Tiny new lasers close a long-standing gap in the rainbow of visible light colors and open up new areas of application

Range of visible light colors produced by a microring resonator. Image credit: S. Kelley/NIST

Making green isn’t easy. For years, scientists have been making small, high-quality lasers that produce red and blue light. But the method they typically use – feeding an electric current into semiconductors – hasn’t worked so well for building tiny lasers that emit light at yellow and green wavelengths.

Researchers call the lack of stable miniature lasers in this part of the visible light spectrum the “green gap.” Closing this gap opens up new possibilities in underwater communications, medical treatment, and more.

Green laser pointers have been around for 25 years, but they only produce light in a narrow green spectrum and are not integrated into chips where they could perform useful tasks in conjunction with other devices.

Tiny new lasers close a long-standing gap in the rainbow of visible light colors and open up new areas of application

Compact laser diodes can emit infrared, red and blue wavelengths, but are highly inefficient at producing green and yellow wavelengths, a region known as the “green gap.” Image credit: S. Kelley/NIST

Now scientists at the National Institute of Standards and Technology (NIST) have closed the gap by modifying a tiny optical component: a ring-shaped microresonator that is small enough to fit on a chip.

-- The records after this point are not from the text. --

PR #26681, opened 2025-10-13
[compile] Enable sequence parallelism for full cuda graph without specifying compile sizes

angelayi:
## Purpose

Addresses https://github.com/vllm-project/vllm/issues/25277
Porting over the changes from @cascade812 in https://github.com/vllm-project/vllm/pull/21031 which enabled SP without needing to specify compile_sizes in CompilationConfig, + adding some special handling so that async TP/SP can be enabled if just `use_inductor_graph_partition=True`

## Test Result

Here are the updated numbers:

For meta-llama/Llama-3.1-70B-Instruct, updated the command:
```
vllm bench latency --model=meta-llama/Llama-3.1-70B-Instruct --output-len 1 --input-len 8192 --batch-size 1 --tensor-parallel-size 8 --load-format dummy --num_iters_warmup 5 --num_iters 15 -O '{"level": 3, "pass_config": {"enable_async_tp": true, "enable_sequence_parallelism": true}, "use_inductor_graph_partition": false, "splitting_ops":[], "cudagraph_mode": FULL}' --no-enable-prefix-caching --gpu_memory_utilization 0.6
```

Image

For RedHatAI/Meta-Llama-3.1-8B-Instruct-FP8:

```
vllm bench latency --model=RedHatAI/Meta-Llama-3.1-8B-Instruct-FP8 --output-len 1 --input-len 8192 --batch-size 1 --tensor-parallel-size 8 --load-format dummy --num_iters_warmup 5 --num_iters 15 -O '{"level": 3, "pass_config": {"enable_async_tp": true, "enable_sequence_parallelism": true}, "use_inductor_graph_partition": false, "splitting_ops":[], "custom_ops":["+quant_fp8"], "cudagraph_mode": FULL}' --no-enable-prefix-caching
```

Image

For nvidia/Llama-3.3-70B-Instruct-FP8:

Image

### DIFF
--- a/vllm/compilation/collective_fusion.py
+++ b/vllm/compilation/collective_fusion.py
@@ -435,7 +435,10 @@ class AsyncTPPass(VllmPatternMatcherPass):
         # This pass is applied on top of the sequence parallelism pass.
         # It inherits the same applicability condition as `SequenceParallelismPass`.
         # See `SequenceParallelismPass.is_applicable` for more details.
-        if self.splitting_ops is None or self.splitting_ops == []:
+        if (
+            not self.compilation_config.splitting_ops
+            or self.compilation_config.use_inductor_graph_partition
+        ):
             return True
         tp_size = get_tensor_model_parallel_world_size()
         return shape is not None and shape % tp_size == 0
--- a/vllm/compilation/collective_fusion.py
+++ b/vllm/compilation/collective_fusion.py
@@ -431,8 +431,12 @@ class AsyncTPPass(VllmPatternMatcherPass):
 
         self.dump_patterns(config, self.patterns)
 
-    def is_applicable_for_shape(self, shape: int | None) -> bool:
-        # only do replace for specific shapes
+    def is_applicable(self, shape: int | None) -> bool:
+        # This pass is applied on top of the sequence parallelism pass.
+        # It inherits the same applicability condition as `SequenceParallelismPass`.
+        # See `SequenceParallelismPass.is_applicable` for more details.
+        if self.splitting_ops is None or self.splitting_ops == []:
+            return True
         tp_size = get_tensor_model_parallel_world_size()
         return shape is not None and shape % tp_size == 0
 
--- a/vllm/compilation/sequence_parallelism.py
+++ b/vllm/compilation/sequence_parallelism.py
@@ -482,7 +482,22 @@ class SequenceParallelismPass(VllmPatternMatcherPass):
             ).register(self.patterns)
         self.dump_patterns(config, self.patterns)
 
-    def is_applicable_for_shape(self, shape: int | None) -> bool:
+    def is_applicable(self, shape: int | None) -> bool:
+        # When sequence parallelism is enabled, the residual tensor from RMSNorm
+        # needs to be split along the sequence dimension. However, this dimension
+        # is symbolic during piecewise compilation, and splitting symbolic shapes
+        # is not supported.
+        #
+        # This pass is therefore only applied when the sequence dimension is
+        # concrete:
+        # 1. In full-graph compilation mode (no splitting ops are used).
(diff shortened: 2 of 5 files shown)


vllm/compilation/vllm_inductor_pass.py
```diff
@@ -28,6 +28,7 @@ class VllmInductorPass(InductorPass):
     """Keep track of pass index for debug dump ordering."""
 
     def __init__(self, config: VllmConfig):
+        self.compilation_config = config.compilation_config
```
ProExpertProg: This will create a cycle, can you use a `weakref`?

vllm/compilation/sequence_parallelism.py
```diff
@@ -482,7 +482,23 @@ def __init__(self, config: VllmConfig):
...
-    def is_applicable_for_shape(self, shape: int | None) -> bool:
+    def is_applicable(self, shape: int | None) -> bool:
+        # When sequence parallelism is enabled, the residual tensor from RMSNorm
+        # needs to be split along the sequence dimension. However, this dimension
+        # is symbolic during piecewise compilation, and splitting symbolic shapes
+        # is not supported.
+        #
+        # This pass is therefore only applied when the sequence dimension is
+        # concrete:
+        # 1. In full-graph compilation mode (no splitting ops are used).
```
ProExpertProg: nit: no Dynamo splitting

vllm/compilation/collective_fusion.py
```diff
@@ -431,8 +431,13 @@ def __init__(self, config: VllmConfig):
 
         self.dump_patterns(config, self.patterns)
 
-    def is_applicable_for_shape(self, shape: int | None) -> bool:
-        # only do replace for specific shapes
+    def is_applicable(self, shape: int | None) -> bool:
+        # This pass is applied on top of the sequence parallelism pass.
```
ProExpertProg, line 435: Fine for now but @cascade812 isn't this pass technically fine no matter the shape? Obviously it won't match anything if sequence parallelism didn't run, but still

ProExpertProg (approved):
Nice work! Can you post the benchmarking numbers in this PR as well?

vllm/compilation/vllm_inductor_pass.py
```diff
@@ -28,12 +29,10 @@ class VllmInductorPass(InductorPass):
     """Keep track of pass index for debug dump ordering."""
 
     def __init__(self, config: VllmConfig):
+        self.compilation_config = weakref.ref(config.compilation_config)
```
ProExpertProg: Nit: if you use a weakref.proxy you don't need to call it! And this instance should always live as compilation config will always outlive the pass instances.

vllm/compilation/collective_fusion.py
cascade812: yes, removing this implementation would work as well.  But it would trigger matching logic for this pass which could add some overhead.

vllm/compilation/vllm_inductor_pass.py
angelayi: ooh ok! thanks!

ProExpertProg (approved):

mgoin (approved):

zou3519:
Btw, this PR causes the PostGradPassManager object to hold onto the CompilationConfig.

This is not good, because Inductor configs need to be serializable and deepcopy-able, the PostGradPassManager is added to the Inductor config, and the CompilationConfig holds some nn.Modules. Internally, we saw deepcopy fail on the nn.Modules and OOMs due to this

ProExpertProg:
Yeah we used to only save `PassConfig` to avoid a cycle but avoiding saving the `CompilationConfig` seems like a good idea as well. We can just save the relevant properties in `__init__`

PR #26682, opened 2025-10-13
use combo kernel to fuse qk-norm and qk-rope

### LINKED ISSUE #22293: [Feature]: Optimize RoPE

BoyuanFeng:
This PR enables horizontal fusion from inductor. This is helpful for fusing q-norm & k-norm into 1 kernel; and q-rope & k-rope into 1 kernel. It was NOT fused before since q and k have different shapes, which prevent some optimizations to happen.

The following trace comes from qwen3-0.6b.

Before:

image

After (together w/ #26680):
image

After qkv_proj, we reduces from 5 kernels to 2 kernels: 1 for qk-norm and 1 for qk-rope.

### Performance 
Applying this PR + #26680

Qwen/Qwen3-0.6B

Before:
image

After:
image

### DIFF
--- a/vllm/config/compilation.py
+++ b/vllm/config/compilation.py
@@ -367,6 +367,11 @@ class CompilationConfig:
     since we know all keys are in a range [0, max_capture_size],
     we can optimize it to list[int] for better lookup performance."""
 
+    use_horizontal_fusion = True
+    """Whether use horizontal fusion. This is
+    useful for fusing qk-norm and qk-rope when query and key have
+    different shapes."""
+
     # keep track of enabled and disabled custom ops
     enabled_custom_ops: Counter[str] = field(default_factory=Counter, init=False)
     """custom ops that are enabled"""
@@ -497,6 +502,10 @@ class CompilationConfig:
 
         if isinstance(self.pass_config, dict):
             self.pass_config = PassConfig(**self.pass_config)
+
+        if self.use_horizontal_fusion and is_torch_equal_or_newer("2.9.0.dev"):
+            self.inductor_compile_config["combo_kernels"] = True
+            self.inductor_compile_config["benchmark_combo_kernel"] = True
 
         # migrate the deprecated flags
         if not self.use_cudagraph:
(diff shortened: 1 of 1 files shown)


vllm/config/compilation.py
```diff
@@ -367,6 +367,11 @@ class CompilationConfig:
     since we know all keys are in a range [0, max_capture_size],
     we can optimize it to list[int] for better lookup performance."""
 
+    use_horizontal_fusion = True
```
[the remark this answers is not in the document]
BoyuanFeng: We want to enable by default since it benefits models in general.

zou3519 (approved):

mlazos (approved):

vllm/config/compilation.py
```diff
@@ -498,6 +498,16 @@ def __post_init__(self) -> None:
...
 
+        if (
+            is_torch_equal_or_newer("2.9.0.dev")
+            and "combo_kernels" not in self.inductor_compile_config
+            and "benchmark_combo_kernel" not in self.inductor_compile_config
+        ):
+            # use horizontal fusion, which is useful for fusing qk-norm and
+            # qk-rope when query and key have different shapes.
+            self.inductor_compile_config["combo_kernels"] = True
+            self.inductor_compile_config["benchmark_combo_kernel"] = True
```
mgoin, line 509: I would appreciate a doc pointer to how this works so I can understand for future work. Currently this is very opaque

BoyuanFeng: we have some [doc](https://github.com/pytorch/pytorch/blob/main/torch/_inductor/config.py#L735-L739) here. I will followup with more pytorch docs.

ProExpertProg (approved):
Yolo here seems acceptable we can add tests in the future

mgoin (approved):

The research was published in the journal Light: Science and Applications.

A miniature source of green laser light could improve underwater communications, since water in most aquatic environments is nearly transparent to blue-green wavelengths. Other potential applications include full-color laser projection displays and laser treatment of diseases including diabetic retinopathy, a proliferation of blood vessels in the eye.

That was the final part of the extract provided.